Ich finde Gore Windstopper Armlinge und Beinlinge (Knielinge) genial. Probieren macht Sinn. Meine Oberschenkel sind nicht so wenig, habe die Sachen im M. Windstopper macht schon Sinn, wenn man dann auch mal etwas zügiger die Berge runter fährt.


----------



## chris4711 (6. August 2011)

Empfehle Dir auch 'probieren'.
Meine Sugoi Armlinge in M sitzen beispielsweise deutlich strammer als die Biemme in Größe S.


----------



## missmarple (7. August 2011)

Das mit dem wasserabweisend dürfte schwierig werden... 

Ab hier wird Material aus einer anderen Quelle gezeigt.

PR #2724, opened 2023-02-08
Hackaton: React navigation

masvelio:
## Description

# After resolving conflicts it is ready to be merged! 

- [x] when was going through all files where "setRoute" was used, I removed unused imports from 'mithrilInterop' file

Ansonsten sind die Teile leider so oder so sehr teuer, für so wenig Stoff.  Empfehlen kann ich Dir die Arm-/Beinlinge von Assos (um die EUR 30,-), die tragen sich insbesondere oben am Arm-/Beinabschluss sehr gut. Bei vielen anderen Herstellern (Gore, Pearl) hatte ich bei den Beinlingen das Problem, dass selbst die großen Größen eher den "Berggazellen-Schnitt" hatten und eher als Stauschlauch zum Einsatz gekommen wären...  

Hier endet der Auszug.